他沒有三弟精明,也沒有那麽多想法,白佩佩讓他喝藥他就喝,喝完就睡了,乖得不行。
“苗苗,你看著他們點,要是呼吸不對了,就喊我。”
“哎,娘,我知道了。”
相較而言,雙胞胎兄弟的情況更嚴重,白佩佩不放心把他倆交給夏小雅,隻能拜托夏苗苗多費些心了。
怕隔壁屋裏的大侄女夏大丫多想,白佩佩還跑過去安撫了幾句。
大侄女夏大丫一點也不介意,她隱隱能聽到隔壁的動靜,反而有些擔心兩個堂弟的情況。
若是因為她,延誤了兩個堂弟,她的罪過就大了。
“沒事,他倆就是身子骨太虛了,要好好補補。我讓他們多睡一會兒,慢慢養就好了。”白佩佩笑著說道,“我是怕你多想,所以才過來跟你說明一下情況,你現在也是,你也要好好養,不能操心。等你養好了身體,娘還等著你給娘幫忙幹活呢。”
“我給娘幹活是應該的,等我好了,家裏的衣服、灶上的活,我全包了。”似乎隻有這樣,才能緩解她心裏的不安。
大侄女夏大丫沒回來前就知道家裏的情況不好,回來後發現以往還能下地的雙胞胎堂弟居然連地都不能下了,便越發忐忑起來。
家裏本來就這麽一個情況,她再回來拖累……
這個家真的能“容”下她嗎?
別到了後麵,隻剩下妹妹夏苗苗護著她,若是那樣,她還不如不回來。
“好,我等你好起來給我幹活。其他的都不要多想,隻要有娘在,娘不會讓任何人欺負你!”白佩佩想想就知道大侄女在不安什麽,笑著做出了承諾。
剛剛給雙胞胎兄弟換東西時,白佩佩也趁機檢查了原主屋裏的東西,摸了摸夏家的家底。
十分遺憾,夏家還真沒有什麽好東西,破被子破衣服,櫃子裏藏著一大袋粗糧,一袋細糧,細糧差不多快吃完了。
白佩佩第一次見識到一個家可以“窮”成什麽樣子,那粗糧粗得,在她上輩子,怕是隻用能來喂家禽。
她都不用動手抓,就能看到一些石頭粒子、穀物殼類之類的東西。
連口吃的都沒有,白佩佩感覺有些絕望。
她上輩子哪吃過這種?怕不是喂豬的。
“娘,天都快黑了,是不是要做飯了?”小女兒夏小雅見雙胞胎兄長沒事了,便惦記著吃的事情了。
不能怪她心大,實在是她有記憶起,雙胞胎兄長就“病”著,她已經習慣了。
既然白佩佩說“沒事了”,那就是真的沒事了,她也不需要擔心。
白佩佩望著這個已經有點“薄情寡意”征兆的小女兒,有種真的不知道應該說什麽好的感覺。
更讓她沒想到的是,小女兒夏小雅是問她討要了做飯的東西,結果人家不是自己做,而是拿了東西安排小侄女夏苗苗去做。
白佩佩當時就有些窒息:“她在看你兩個哥哥,你讓她做飯,你幹什麽?”
小女兒夏小雅理所當然地說道:“我看啊。

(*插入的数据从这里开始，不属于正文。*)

PR #151, opened 2016-02-16
Custom routes

MoOx:
No more "random" generated/consumed URL.
md-collection-loader now add fields in addition to __url: __resourceUrl (actual file, so might contains /index/html) and __dataUrl (json file url).

.md files accept an "route" field for custom urls.

Consequence: PageContainer now know before fetching if a url is know or unknow.


thangngoc89:
Bravo :clap:

src/builder/index.js
```diff
@@ -6,7 +6,7 @@ import debug from "debug"
 import webpack from "./webpack"
 import devServer from "./server"
 
-import filenameToUrl from "../filename-to-url"
+import collection from "../md-collection-loader/cache"
```
thangngoc89: This is in memory cache. Will it cause invalid checksum in dev server?

MoOx: Should not :) And if it create some, we will fix it somehow :)

thangngoc89: Ha. It's not

src/builder/server.js
```diff
@@ -119,29 +123,22 @@ export default (webpackConfig, options = {}) => {
...
+        !req.originalUrl.endsWith("/")
+      ) {
         res.redirect(req.originalUrl + "/")
       }
 
+      const relativeUri = item.__dataUrl.replace(config.baseUrl.pathname, "")
+      const filepath = join(config.cwd, config.destination, relativeUri)
+      const fileContent = memoryFs.readFileSync(filepath)
       log(
         `Using '${ filepath }' to pre-render '${ req.originalUrl }' (${ uri })`
```
thangngoc89: I think this log line is useless now.

src/builder/index.js
MoOx: ;)

src/builder/index.js
```diff
@@ -33,24 +33,16 @@ export default function(options) {
...
 
-      // There is probably a better way to get markdown as json without reading
-      // fs, but I am tired
-      const pagesData = {}
+      // TODO use a more reliable way to only get entry points
       const assetsFiles = {
         css: [],
         js: [],
       }
       const assets = stats.compilation.assets
```
thangngoc89: Is `stats.compilation.namedChunks` better ?

src/builder/index.js
```diff
@@ -33,24 +33,16 @@ export default function(options) {
...
-        if (name.endsWith("index.json")) {
-          const url = filenameToUrl(name)
-          pagesData[url] = JSON.parse(assets[name]._value)
-        }
-
         if (name.endsWith(".js")) {
           assetsFiles.js.push(name)
         }
-
         if (name.endsWith(".css")) {
```
thangngoc89: Also I think this can be `else if` no need for another condition (my fault)

MoOx: yeah, no big deal :)

MoOx:
I will fix windows (I used path.join() for url, which is incorrect, so I will create a small util to handle that since there is nothing native in node).

thangngoc89:
`path.sep()` ? It will return `\` in windows and `/` in linux

MoOx:
That what is using path.join(), but url are the same on windows and linux haha.
So I will push something like


```js
const urlJoin = () => (path.join(...args).replace(path.sep, "/"))
```

What do you think?

thangngoc89:
Should replace it everywhere

`const re = new RegExp(path.sep, g)`

thangngoc89:
If I'm offline and navigate to a valid page, a 404 page will be shown. Is this an intended behaviour ? Can we provide a offline mode page ?

MoOx:
If you have it in page memory you won't have a 404. If you do not have it in memory, this make sense to show a 404 (like any other website/app will). (Btw, same behavior as before this PR).

By offline mode you mean keep page in localstorage? If so we will need to invalidate the cache, that will probably be more work :) But why not.

thangngoc89:
I think the behaviour before this PR is it'll show nothing except an uncatch promise error in console. Showing an 404 error when fetch fail will lead to misunderstood

thangngoc89:
About offline mode,  it should be in another PR imho

MoOx:
If you fetch (via xhr or via a normal link), you will get a 404 anyway. The 404 came from the network error. The only place the 404 are hardcoded is if you call a link that is not know in the collection or if you hit the 404.html

thangngoc89:
Oh right. Got it :)

MoOx:
https://github.com/MoOx/statinamic/blob/82b5ca6b50f0d0247e78befa9520829a8480f4c8/src/fetchJSON/index.js#L20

”
還搬了一個板凳坐在門口,連屋都不想進。
明明,屋子她和小侄女夏苗苗才收拾過。
白佩佩:……這樣的女兒養來,真的不是為了氣死自己嗎?
雖說她一個大人不做,讓一個孩子做飯,確實有點那個了,但是……
但是不是說農家的孩子早當家嗎?以小女兒夏小雅的年齡,做做飯炒炒菜不是正常的嗎?總不能是她用有色眼鏡看人,雙標了吧?
“你隔著那麽遠看,你確定你能看到你二哥、三哥的呼吸?”白佩佩走上前去,耐下性子,對小女兒夏小雅說道。
夏小雅:“沒事,我呆會兒走進去看。”
意思就是,她不想進去,需要時再進去瞧一瞧就行了。
白佩佩一聽這話,當場想要給她一巴掌——你就不怕你哥出事嗎?
那可是你親哥!
“可是娘不是說他們已經沒事了嗎?”結果白佩佩一說,夏小雅還睜著一雙清澈的眼睛望著她,一副不明白白佩佩在氣什麽的樣子。
一口老血堵在白佩佩胸口:敢情,這還是我的錯?!
她說沒事了,她說沒事了,是指度過了危險期,但後續還要繼續觀察。
另一個,她這樣說,也是為了安撫大家,怕大家太緊張了。
白佩佩有種不知道應該說什麽好的感覺,就在這時,院門口傳來了動靜,一個身形高大,穿著粗布麻衣的男人扛著鋤頭從外麵走了進來。
一個照麵,白佩佩整個人愣住了。